Ms. Miller sighed a little when she heard the name Steven Dillon. “Let’s hear it, then.”
It wasn’t an encouraging start, but I told her what I could about Callie’s situation, and then I gave as little detail as possible on how Steven had confronted me for watching their group. It was strange, because I had planned to be quite thorough, but then when I
thought back on it I wanted to keep the details a little closer to my chest. Ms. Miller looked so grim at what I did say I didn’t think I could have coped with facing her having admitted just how rough he’d been with me.
“You don’t need me to tell you we’re talking about something very serious here, Tamara,” she said. “The question is, how serious do you think it is? Serious to the point where you don’t think you can see him around again?”
The thought of seeing Steven again after what had happened made my heart pound so much I felt like I might be sick, but there was something about the way she was talking.

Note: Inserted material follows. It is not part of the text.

PR #14, opened 2021-05-25
Adding Examples of Apps, Plugins and Tasks.

bsneed:


Examples/apps/SegmentUIKitExample/SegmentUIKitExample/Tab1ViewController.swift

It reminded me of this one time Mum had to drag me in to an after-school meeting with Ryan’s teacher, when he was being accused of being overly violent and disruptive. I’d tried to do as she asked and mind my own business out in the hall, but I couldn’t help hearing some of what Mum was saying. That overly controlled tone of voice, there’s a lot going on under the surface with Ryan. She hadn’t wanted to talk about our history to the teachers at our schools because she said that made things worse sometimes, but I thought Ryan’s teacher had probably figured it out that time, because she didn’t ask the usual questions about where Ryan’s father was, if there were problems.
So now I was wondering if maybe Steven had been hurt by his father, if there was some family background Ms. Miller knew about that she couldn’t tell me. Something that was making her hope I wouldn’t force her to land Steven in a whole lot of trouble.
Mum always used to say a history wasn’t an excuse, but then again she seemed to make an exception for Ryan, like most mothers would for their kid I guess. I wondered how she would feel if Ryan got in an altercation with some girl who didn’t give him the benefit of the doubt.
“I’m not exactly sure about my feelings to be honest,” I told her. “I’ve been trying to work that out. But I think not being sure isn’t enough of a reason to expel him or anything like that. Especially not when we’re all so close to graduating.”